Instructions for the task
From the listing below, copy only the lines running from the line that contains "mvertes: That's right." to the line that contains "mvertes: This may", both included.
....................
PR #881, opened 2020-09-30
interp: apply integer division when appropriate

### LINKED ISSUE #864: REPL: type conversion/comparison error after division

```console
% yaegi
> 1/1
1 not an Int
goroutine 7 [running]:
runtime/debug.Stack(0x1, 0xc00016a400, 0x40)
	/Users/mpl/go1/src/runtime/debug/stack.go:24 +0x9d
github.com/traefik/yaegi/interp.(*Interpreter).eval.func1(0xc000177f78)
	/Users/mpl/src/github.com/traefik/yaegi/interp/interp.go:451 +0xbc
panic(0x194eae0, 0xc000196540)
	/Users/mpl/go1/src/runtime/panic.go:967 +0x15d
go/constant.Int64Val(0x1c93520, 0xc000045a00, 0x194dd20, 0x1c93520)
	/Users/mpl/go1/src/go/constant/value.go:499 +0x19d
github.com/traefik/yaegi/interp.convertConstantValue(0xc000140a00)
	/Users/mpl/src/github.com/traefik/yaegi/interp/run.go:2825 +0x66d
github.com/traefik/yaegi/interp.genValue(0xc000140a00, 0x0)
	/Users/mpl/src/github.com/traefik/yaegi/interp/value.go:116 +0x443
github.com/traefik/yaegi/interp.(*Interpreter).eval(0xc000362000, 0xc0000368d8, 0x4, 0x0, 0x0, 0x1, 0x0, 0x0, 0x0, 0x0, ...)
	/Users/mpl/src/github.com/traefik/yaegi/interp/interp.go:545 +0x7fa
github.com/traefik/yaegi/interp.(*Interpreter).Eval(...)
	/Users/mpl/src/github.com/traefik/yaegi/interp/interp.go:376
github.com/traefik/yaegi/interp.(*Interpreter).EvalWithContext.func1(0xc000042300, 0xc000362000, 0xc0000368d8, 0x4, 0xc00000ed80, 0xc000196270)
	/Users/mpl/src/github.com/traefik/yaegi/interp/interp.go:572 +0x84
created by github.com/traefik/yaegi/interp.(*Interpreter).EvalWithContext
	/Users/mpl/src/github.com/traefik/yaegi/interp/interp.go:570 +0x14d
```

Expected result:
```console
1
```

N.B: this works fine in non-interactive mode.

mpl:
When working with an untyped const expression involving a division, if
the default type of the result should be an int (for example because the
default types of all the operands are ints as well), then we should make
sure that the operation that is applied is indeed an integer division,
and that the type of the result is not a float.

This is achieved by using the QUO_ASSIGN operator, instead of the QUO
operator.

This should fix several problems lurking around, and it notably fixes
one of the visible consequences, which is a systematic panic when using
the REPL as a "calculator".

This incidentally also allows us to revert what was done in
5dfc3b86dc7753b035343261339663dd78520412 since it now turns out it was
just a hack to fix one of the symptoms.

Fixes #864

### DIFF
--- a/internal/cmd/genop/genop.go
+++ b/internal/cmd/genop/genop.go
@@ -197,8 +197,10 @@ func {{$name}}Const(n *node) {
 		v := constant.Shift(vConstantValue(v0), token.{{tokenFromName $name}}, uint(vUint(v1)))
 		n.rval.Set(reflect.ValueOf(v))
 		{{- else if (eq $op.Name "/")}}
-		// TODO(mpl): exclude uints?
 		var operator token.Token
+		// When the result of the operation is expected to be an int (because both
+		// operands are ints), we want to force the type of the whole expression to be an
+		// int (and not a float), which is achieved by using the QUO_ASSIGN operator.
 		if n.typ.untyped && isInt(n.typ.rtype) {
 			operator = token.QUO_ASSIGN
 		} else {
--- a/internal/cmd/genop/genop.go
+++ b/internal/cmd/genop/genop.go
@@ -196,6 +196,16 @@ func {{$name}}Const(n *node) {
 		{{- if $op.Shift}}
 		v := constant.Shift(vConstantValue(v0), token.{{tokenFromName $name}}, uint(vUint(v1)))
 		n.rval.Set(reflect.ValueOf(v))
+		{{- else if (eq $op.Name "/")}}
+		// TODO(mpl): exclude uints?
+		var operator token.Token
+		if n.typ.untyped && isInt(n.typ.rtype) {
+			operator = token.QUO_ASSIGN
+		} else {
+			operator = token.QUO
+		}
+		v := constant.BinaryOp(vConstantValue(v0), operator, vConstantValue(v1))
+		n.rval.Set(reflect.ValueOf(v))
 		{{- else}}
 		v := constant.BinaryOp(vConstantValue(v0), token.{{tokenFromName $name}}, vConstantValue(v1))
 		n.rval.Set(reflect.ValueOf(v))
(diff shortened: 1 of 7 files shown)


internal/cmd/genop/genop.go
```diff
@@ -196,6 +196,16 @@ func {{$name}}Const(n *node) {
 		{{- if $op.Shift}}
 		v := constant.Shift(vConstantValue(v0), token.{{tokenFromName $name}}, uint(vUint(v1)))
 		n.rval.Set(reflect.ValueOf(v))
+		{{- else if (eq $op.Name "/")}}
+		// TODO(mpl): exclude uints?
```
mvertes, line 200: As the default type for untyped integer constants it `int`, nothing needs to be done with regard to uints. Your comment can be disgarded.

internal/cmd/genop/genop.go
```diff
@@ -196,6 +196,16 @@ func {{$name}}Const(n *node) {
...
+		var operator token.Token
+		if n.typ.untyped && isInt(n.typ.rtype) {
+			operator = token.QUO_ASSIGN
```
mvertes, line 203: Can you add a comment explaining that `token.QUO_ASSIGN` forces a integer division, as a special case in `constant` package, as it is not obvious when reading the code ?

mvertes (changes requested):

internal/cmd/genop/genop.go
mpl: done

mvertes (approved):
LGTM

PR #891, opened 2020-10-07
fix: allow yaegi command to interpret itself

### LINKED ISSUE #890: yaegi interpreting itself

```console
$ yaegi  -syscall -unsafe -unrestricted github.com/traefik/yaegi/cmd/yaegi -e "println(1)"
```

Expected result:
```console
1
```

Got:
```console
cmd/yaegi/run.go:122:19: package interp "github.com/traefik/yaegi/interp" has no symbol Panic
run: cmd/yaegi/run.go:122:19: package interp "github.com/traefik/yaegi/interp" has no symbol Panic
```

mvertes:
Since the introduction of restricted stdlib and syscall symbols, the
capability of yaegi to interpret itself was broken.
The use of unrestricted symbols is now also controlled by environment
variables, to allow propagation accross nested interpreters.
The interpreter Panic symbol was not wrapped, this is fixed now.
the import path resolution was failing if the working directory was
outside of GOPATH.
The documentation and readme have been ajusted.

Fixes #890.

### DIFF
--- a/cmd/yaegi/run.go
+++ b/cmd/yaegi/run.go
@@ -6,6 +6,7 @@ import (
 	"go/build"
 	"io/ioutil"
 	"os"
+	"strconv"
 	"strings"
 
 	"github.com/traefik/yaegi/interp"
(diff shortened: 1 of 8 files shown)


interp/run.go
```diff
@@ -2034,7 +2034,7 @@ func doCompositeBinStruct(n *node, hasType bool) {
 			}
 		} else {
 			fieldIndex[i] = []int{i}
-			if c.typ.cat == funcT {
+			if c.typ.cat == funcT && len(c.child) > 1 {
```
mpl, line 2037: I do not understand this change.
I understand we are in the case of a literal composite, and one of its fields is defined without a key, just the value. and the value is a function. Could you give me an example of a case where
 `c.typ.cat == funcT && len(c.child) == 1`
and one where
 `c.typ.cat == funcT && len(c.child) == 2`
so i can understand the difference?

mpl (changes requested):

cmd/yaegi/run.go
```diff
@@ -46,13 +49,22 @@ func run(arg []string) error {
 	i.Use(interp.Symbols)
 	if useSyscall {
 		i.Use(syscall.Symbols)
+		if err := os.Setenv("YAEGI_SYSCALL", "1"); err != nil {
+			return err
+		}
```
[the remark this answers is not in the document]
mvertes: That's right. Will add a comment about that.

interp/run.go
mvertes: This may happen when initializing a runtime defined struct with a function field (`typ.Field(i).Type == reflect.Func`) with an interpreter defined stuct with a function field already being a reflect.Value from runtime.

I met this case when interpreting (inception mode) `cmd/yaegi/test.go` at line 123:
```go
benchmarks = append(benchmarks, testing.InternalBenchmark{name, fun})
```
where `fun` is provided through a type switch assign, thus already converted to the runtime type.

mpl: something's still unclear to me, but I'll clarify with you later. No need to block the PR for that.

mpl (approved):

PR #894, opened 2020-10-09
fix: correct handling of select comm clause with empty body

### LINKED ISSUE #887: Select statement does no proceed if no body statements given
The following program `sample.go` demonstrates the problem:

```go
package main

import (
	"time"
)

func main() {
	t := time.NewTicker(time.Second)
	defer t.Stop()

	ch := make(chan struct{})
	defer close(ch)

	for i := 0; i < 3; i++ {
		println("here")

		select {
		case <-ch:
			return
		case <-t.C:
		}
	}
}
```

Expected result:
```console
$ go run ./sample.go
here
here
here
```

Got:
```console
$ yaegi ./sample.go
here
```

mvertes:
Fixes #887.

### DIFF
--- a/_test/select14.go
+++ b/_test/select14.go
@@ -1,0 +1,23 @@
+package main
+
+type T struct {
+	c1 chan string
+	c2 chan string
+}
+
+func main() {
+	t := &T{}
+	t.c2 = make(chan string)
+
+	go func(c chan string) { c <- "done" }(t.c2)
+
+	select {
+	case msg := <-t.c1:
+		println("received from c1:", msg)
+	case <-t.c2:
+	}
+	println("Bye")
+}
+
+// Output:
+// Bye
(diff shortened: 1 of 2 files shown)


_test/select14.go
```diff
@@ -0,0 +1,23 @@
...
+
+func main() {
+	t := &T{}
+	t.c2 = make(chan string)
+
+	go func(c chan string) { c <- "done" }(t.c2)
+
+	select {
+	case msg := <-t.c1:
+		println("received from c1:", msg)
```
mpl, line 16: Is this case useful for the test?

mvertes: It makes sense to have multiple comm clauses to test for correct branching, at CFG level and at run level.

mpl (approved):

PR #587, opened 2023-04-16
Deprovision old Course API

Jonasdoubleyou:
Replaced by GraphQL that is used by both the Retool and the new User-App


dhenkel92 (approved):
Amazing 😍 
Deleting code is always great

PR #589, opened 2023-04-16
Fix wrong logging of expected errors

Jonasdoubleyou:


Jonasdoubleyou:
I'm pretty confident that this one character change works, so I'll already bring this in. Then we can see tomorrow if it worked and all the errors are silent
....................
Response to the exercise
mvertes: That's right. Will add a comment about that.

interp/run.go
mvertes: This may happen when initializing a runtime defined struct with a function field (`typ.Field(i).Type == reflect.Func`) with an interpreter defined stuct with a function field already being a reflect.Value from runtime.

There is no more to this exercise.